I admire the true homemakers, I really do. I have a hankering to have a successful business, clean house and a family who can find matching socks without looking in three different places and finally finding the match half way behind the sofa cushion where it's been for three weeks so that I have to wash it before they can wear it and they either have to wear it wet, in which case I worry about pneumonia, or start again on the quest for a pair with another singleton. I have been known to tell them that as long as they can justify the relationship, they can wear the socks; Buzz Lightyear goes with Zurg, Star Wars and Dr Who are both Sci-fi, both socks originally were white and now have a faint pink tinge, you know what I mean.

Until quite recently my own house has been in a nasty case of crap-itus. Every surface, every cupboard, every shelf full to busting and no where safe to sit and relax. I did post some pictures when I started this blog of the "Toy Room" (from hell). I must post the pictures that show what it looks like now..... I am nearly proud. Just labels.... but I digress. What I mean to say is that there were no corners of my home I loved. Well, perhaps the bed, but only if I were in it, and not to look at which I think made it a bit of a one night fling, as in one night I'll get out of you and make you into a boudoir (french for sulking room.... what's romantic about that?) but until then I'll fling everything around. So when I read Domesticali's title for a new category of place, "small elements of my home that I do not detest and that I have photographed so as to eliminate all traces of dirt and detritus". it stuck a real chord with me. There are elements of my home that I do not detest, there really are, and I should celebrate them. Tomorrow if the weather is good I can take better pictures, but for now here is my new favourite place.

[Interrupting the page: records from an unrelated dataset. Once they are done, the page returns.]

PR #1309, opened 2022-04-04
fix transferable NFTs

kremalicious:
- send along `transferable` param when creating NFT
- new optional `transferable` param in our `generateNftCreateData()` helper, default to `true`. So we don't need to bother adding this to the publish tx fee component
- capture new key in form data, `metadata.transferable`, set to `true` by default. This prepares this to be added as a UI option later on

### DIFF
--- a/src/components/Publish/_constants.tsx
+++ b/src/components/Publish/_constants.tsx
@@ -53,6 +53,7 @@ export const initialValues: FormPublishData = {
   },
   metadata: {
     nft: { name: '', symbol: '', description: '', image_data: '' },
+    transferable: true,
     type: 'dataset',
     name: '',
     author: '',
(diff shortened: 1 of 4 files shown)


src/components/Publish/_constants.tsx
```diff
@@ -53,6 +53,7 @@ export const initialValues: FormPublishData = {
   },
   metadata: {
     nft: { name: '', symbol: '', description: '', image_data: '' },
+    transferable: true,
```
kremalicious, line 56: would seem logical to put it under `metadata.nft` but this would have had some more refactoring implications as what we mean with `metadata.nft` is capturing the metadata of the NFT alone which we then put in place for OpenSea and the like, and adding and then removing `transferable` from that object during the process seemed a bit overkill so I just dropped it on here

mihaisc: it doesn't matter, this is not a library

mihaisc (approved):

My spice cupboard. I did a Simple Abundance on it. I emptied it, I threw away anything that could protest about being thrown away, I stocked up on new and spicy spices, I transferred herbs etc into little and pretty pots, but most crazily of all, I lined it with a flowery wallpaper (50p a roll in B&Q's sale) and made it into its own little boudoir.



I want to line the shelves with lace, simply because I want some shelves to line with lace and these are the least public shelves I have. No one uses them but me, no one else has a reason to.



This is my little oasis of calm and tranquility and, a week later, it is still tidy, I still smile when I open the door and I still enjoy using the spices. With thanks and apologies to Domesticali, one of my heroes, I would love to nick your category. For the domestically dyslexic (and I think I am), it has to be one of the best ways to explain how we feel.






By the way, Happy 4th of July to all the Americans.... I'd ask you over to a tea party but if you come from Boston, it would be a waste of good tea (!) Have a good Independence day & it's nice to see our American Cousins in good party form!